Beneath this instruction is a listing. Transcribe from it only the stretch from the line with "class of cycle." through the line with "- Flowable's concurrency", both end lines included, exactly as written.

**SOURCE MATERIAL:**
# # # # #

PR #32191, opened 2026-08-27
fix(governance-workflows): run Flowable's MySQL engine at READ_COMMITTED

yan-3005:
## What

Runs the embedded Flowable governance-workflow engine at `READ_COMMITTED` on MySQL (one line + import in `WorkflowHandler`, scoped to the MySQL branch).

## Why

The Flowable engine intermittently deadlocks in CI on MySQL under concurrent workflow advances (repeated DAR-suite flakes, both insert-side and delete-side victims observed across runs).

MySQL defaults to `REPEATABLE_READ`, which takes gap / next-key locks. An insert-intention lock (timer-job / variable inserts on one workflow advancing a stage) cycles against a range lock held by another transaction sweeping `ACT_RU_*` rows by `PROC_INST_ID_` (instance cleanup) or scanning due timer jobs — InnoDB picks a deadlock victim and that command fails. This is the textbook `REPEATABLE_READ` gap-lock deadlock signature.

`READ_COMMITTED` releases record locks on non-matching rows after the `WHERE` and does not take gap locks, removing this class of cycle.

Correctness / scope:
- Flowable's [own recommendation](https://forum.flowable.org/t/choosing-transaction-isolation-level-for-mysql/7185) is `READ_COMMITTED` for MySQL.
- It is Postgres's default — this stack already runs the full engine at `READ_COMMITTED` on Postgres, deadlock-free.
- Flowable's concurrency control is optimistic (`REV_` version columns), so it is correct at `READ_COMMITTED`.
- Scoped to the engine's own pooled datasource (built from `setJdbcUrl`); the OpenMetadata JDBI datasource is untouched.

## Honest status / caveats

- **Not reproduced locally.** The race is timing-dependent (cross-workflow overlap); I could not reproduce the deadlock in an isolated harness, so there is **no local before/after demonstration**. The case is diagnosis + Flowable/MySQL sources + the Postgres comparison.
- **Knob-bite not runtime-verified.** The change targets the `setJdbcUrl` path where Flowable honors `setJdbcDefaultTransactionIsolationLevel`, but I have not confirmed at runtime that live Flowable connections actually run at `READ-COMMITTED` (recommend confirming on a MySQL build via `SHOW ENGINE INNODB STATUS` / a startup probe before merge).
- MySQL docs note `READ_COMMITTED` *greatly reduces* — not mathematically eliminates — deadlocks. It removes the gap-lock class observed here.

**CI is the proof.** Please watch the MySQL IT lanes across runs.

The PR moves the MySQL `READ_COMMITTED` setting onto the process-engine configuration that is actually built, completing the previously requested fix.
- Applies `Connection.TRANSACTION_READ_COMMITTED` to Flowable’s JDBC URL configuration for MySQL.
- Leaves the migration-supplied datasource path unchanged.
</details>

The PR appears safe to merge.

No blocking failure remains.
</details>

| Filename | Overview |
|----------|----------|
| openmetadata-service/src/main/java/org/openmetadata/service/governance/workflows/WorkflowHandler.java | The built non-migration MySQL engine configuration now receives the intended transaction-isolation setting, resolving the prior dropped-setting issue. |

</details>

<sub>Reviews (2): Last reviewed commit: ["fix(governance-workflows): apply READ\_CO..."](https://github.com/open-metadata/openmetadata/commit/2720b9a43e85f8a31a23984f24c4e2e8e05d35d0) | [Re-trigger Greptile](https://app.greptile.com/api/retrigger?id=57554563)</sub>


yan-3005:
Confirmed and fixed in 2720b9a43e — the finding is correct.

The isolation level was set on the constructor's local `StandaloneProcessEngineConfiguration`, which is only handed to `initializeNewProcessEngine` as a value carrier. That method builds a fresh config and copies jdbcUrl/user/pass/driver, databaseType, schemaUpdate and the async settings before `buildProcessEngine()` — the isolation level was not among the copied fields, so the runtime engine still ran at REPEATABLE_READ. No-op, as flagged.

Moved the `READ_COMMITTED` setting into `initializeNewProcessEngine`, onto the config that is actually built, guarded by the MySQL `databaseType` check, in the non-migration `jdbcUrl` branch — the only path where Flowable builds its own pooled datasource and honours the knob (the migration branch supplies a `DataSource`, which Flowable uses as-is). Reverted the dead constructor call so nothing misleading remains.

sonika-shah (approved):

# # # # #

**SOLUTION FOR THIS PROBLEM:**
`READ_COMMITTED` releases record locks on non-matching rows after the `WHERE` and does not take gap locks, removing this class of cycle.

Correctness / scope:
- Flowable's [own recommendation](https://forum.flowable.org/t/choosing-transaction-isolation-level-for-mysql/7185) is `READ_COMMITTED` for MySQL.
- It is Postgres's default — this stack already runs the full engine at `READ_COMMITTED` on Postgres, deadlock-free.
- Flowable's concurrency control is optimistic (`REV_` version columns), so it is correct at `READ_COMMITTED`.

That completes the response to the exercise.